PR #10204, opened 2017-04-13
[rpc] rename disconnectnode argument

jnewbery:
split off from #10143 for backport

The fact that this argument is currently called 'node' and the help text says `(string, required) The node (see getpeerinfo for nodes)` is misleading at best. It currently only accepts a string which must match on the CNode::addrName, which is the IP address/port.


gmaxwell (approved):
utACK

laanwj:
utACK https://github.com/bitcoin/bitcoin/pull/10204/commits/883154cbcb306dcc6205fe349c7056ced1f6c5fc

PR #10212, opened 2017-04-14
Make sure parameter names in .cpp and .h files are in sync

practicalswift:
Doxygen gets confused by parameter naming mismatches.

Changed from `txnConflicted` to `vtxConflicted` in:

```c++
src/validationinterface.h:    virtual void BlockConnected(const std::shared_ptr<const CBlock> &block, const CBlockIndex *pindex, const std::vector<CTransactionRef> &vtxConflicted) {}
src/wallet/wallet.cpp:void CWallet::BlockConnected(const std::shared_ptr<const CBlock>& pblock, const CBlockIndex *pindex, const std::vector<CTransactionRef>& vtxConflicted) {
src/wallet/wallet.h:    void BlockConnected(const std::shared_ptr<const CBlock>& pblock, const CBlockIndex *pindex, const std::vector<CTransactionRef>& vtxConflicted) override;
```

Changed from `pWalletIn` to `pWallet` in:

```c++
src/wallet/feebumper.cpp:CFeeBumper::CFeeBumper(const CWallet *pWallet, const uint256 txidIn, int newConfirmTarget, bool specifiedConfirmTarget, CAmount totalFee, bool newTxReplaceable)
src/wallet/feebumper.h:    CFeeBumper(const CWallet *pWallet, const uint256 txidIn, int newConfirmTarget, bool specifiedConfirmTarget, CAmount totalFee, bool newTxReplaceable);
```

Changed from `pWalletNonConst` to `pWallet` in:

```c++
src/wallet/feebumper.cpp:bool CFeeBumper::commit(CWallet *pWallet)
src/wallet/feebumper.h:    bool commit(CWallet *pWallet);
```

### DIFF
--- a/src/validationinterface.h
+++ b/src/validationinterface.h
@@ -34,7 +34,7 @@ class CValidationInterface {
 protected:
     virtual void UpdatedBlockTip(const CBlockIndex *pindexNew, const CBlockIndex *pindexFork, bool fInitialDownload) {}
     virtual void TransactionAddedToMempool(const CTransactionRef &ptxn) {}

= = = = =

** WHAT NEEDS TO BE DONE **
Every record above is to be restated exactly as it reads.

** ANSWER SPACE **
PR #10204, opened 2017-04-13
[rpc] rename disconnectnode argument

jnewbery:
split off from #10143 for backport

The fact that this argument is currently called 'node' and the help text says `(string, required) The node (see getpeerinfo for nodes)` is misleading at best. It currently only accepts a string which must match on the CNode::addrName, which is the IP address/port.


gmaxwell (approved):
utACK

laanwj:
utACK https://github.com/bitcoin/bitcoin/pull/10204/commits/883154cbcb306dcc6205fe349c7056ced1f6c5fc

PR #10212, opened 2017-04-14
Make sure parameter names in .cpp and .h files are in sync

practicalswift:
Doxygen gets confused by parameter naming mismatches.

Changed from `txnConflicted` to `vtxConflicted` in:

```c++
src/validationinterface.h:    virtual void BlockConnected(const std::shared_ptr<const CBlock> &block, const CBlockIndex *pindex, const std::vector<CTransactionRef> &vtxConflicted) {}
src/wallet/wallet.cpp:void CWallet::BlockConnected(const std::shared_ptr<const CBlock>& pblock, const CBlockIndex *pindex, const std::vector<CTransactionRef>& vtxConflicted) {
src/wallet/wallet.h:    void BlockConnected(const std::shared_ptr<const CBlock>& pblock, const CBlockIndex *pindex, const std::vector<CTransactionRef>& vtxConflicted) override;
```

Changed from `pWalletIn` to `pWallet` in:

```c++
src/wallet/feebumper.cpp:CFeeBumper::CFeeBumper(const CWallet *pWallet, const uint256 txidIn, int newConfirmTarget, bool specifiedConfirmTarget, CAmount totalFee, bool newTxReplaceable)
src/wallet/feebumper.h:    CFeeBumper(const CWallet *pWallet, const uint256 txidIn, int newConfirmTarget, bool specifiedConfirmTarget, CAmount totalFee, bool newTxReplaceable);
```

Changed from `pWalletNonConst` to `pWallet` in:

```c++
src/wallet/feebumper.cpp:bool CFeeBumper::commit(CWallet *pWallet)
src/wallet/feebumper.h:    bool commit(CWallet *pWallet);
```

### DIFF
--- a/src/validationinterface.h
+++ b/src/validationinterface.h
@@ -34,7 +34,7 @@ class CValidationInterface {
 protected:
     virtual void UpdatedBlockTip(const CBlockIndex *pindexNew, const CBlockIndex *pindexFork, bool fInitialDownload) {}
     virtual void TransactionAddedToMempool(const CTransactionRef &ptxn) {}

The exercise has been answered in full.